ASSIGNMENT: Which lines hold the word "with"? Copy each of them from the material.

TASK MATERIAL:
⟨

PR #790, opened 2020-12-16
Fix docker tag validation & epoch to RFC3339 extapi reference

wagoodman:
This is a follow up PR to #779 with a couple adjustments:
- add validation condition around docker tag and digest
- changed the type of timestamps on post to /images to expect RFC3339 strings (was epoch before hand)

cc: @zhill

### DIFF
--- a/anchore_engine/services/apiext/swagger/swagger.yaml
+++ b/anchore_engine/services/apiext/swagger/swagger.yaml
@@ -3465,11 +3465,11 @@ definitions:
     description: A metadata detail record for a specific image. Multiple detail records may map a single catalog image.
     properties:
       created_at:
-        # server returning epoch
-        type: number
+        type: string
+        format: date-time
       last_updated:
-        # server returning epoch
-        type: number
+        type: string
+        format: date-time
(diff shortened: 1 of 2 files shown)


alfredodeza (approved):

anchore_engine/services/apiext/swagger/swagger.yaml
```diff
@@ -3465,11 +3465,11 @@ definitions:
...
       created_at:
-        # server returning epoch
-        type: number
+        type: string
+        format: date-time
       last_updated:
-        # server returning epoch
-        type: number
+        type: string
+        format: date-time
```
zhill, line 3472: And confirming these are changes to the spec to reflect the formats actually being returned by the service as-is. I confirmed this on a running system.

wagoodman: indeed, I tried this out on master with a re-generated client-go and right away the parsing of the response failed due to the these fields. Not a problem since the RFC3339 is the right way 👍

⟩

RESPONSE:
This is a follow up PR to #779 with a couple adjustments:
wagoodman: indeed, I tried this out on master with a re-generated client-go and right away the parsing of the response failed due to the these fields. Not a problem since the RFC3339 is the right way 👍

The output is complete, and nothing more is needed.